• _PROBLEM_:
Output every record below exactly as it appears.

### ENTRIES PROVIDED ###

PR #1523, opened 2026-02-03
Update test suite.

pmundkur:
This now uses the 2026-02-03 release of `sail-riscv-tests`.


nadime15 (approved):

nadime15:
Not really. If you visit the repository’s [website](https://github.com/riscv-software-src/sail-riscv-tests), you can see the latest commits and [check](https://github.com/riscv-software-src/sail-riscv-tests/pull/30)
 whether any new tests have been added. We could try to create a list by comparing releases, but this quickly becomes non-trivial, for example, the vector test suite added support for `Zvfh`, which didn’t create new files but instead made existing files larger (which is rare are but still).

###

• _RESULT_:
PR #1523, opened 2026-02-03
Update test suite.

pmundkur:
This now uses the 2026-02-03 release of `sail-riscv-tests`.


nadime15 (approved):

nadime15:
Not really. If you visit the repository’s [website](https://github.com/riscv-software-src/sail-riscv-tests), you can see the latest commits and [check](https://github.com/riscv-software-src/sail-riscv-tests/pull/30)
 whether any new tests have been added. We could try to create a list by comparing releases, but this quickly becomes non-trivial, for example, the vector test suite added support for `Zvfh`, which didn’t create new files but instead made existing files larger (which is rare are but still).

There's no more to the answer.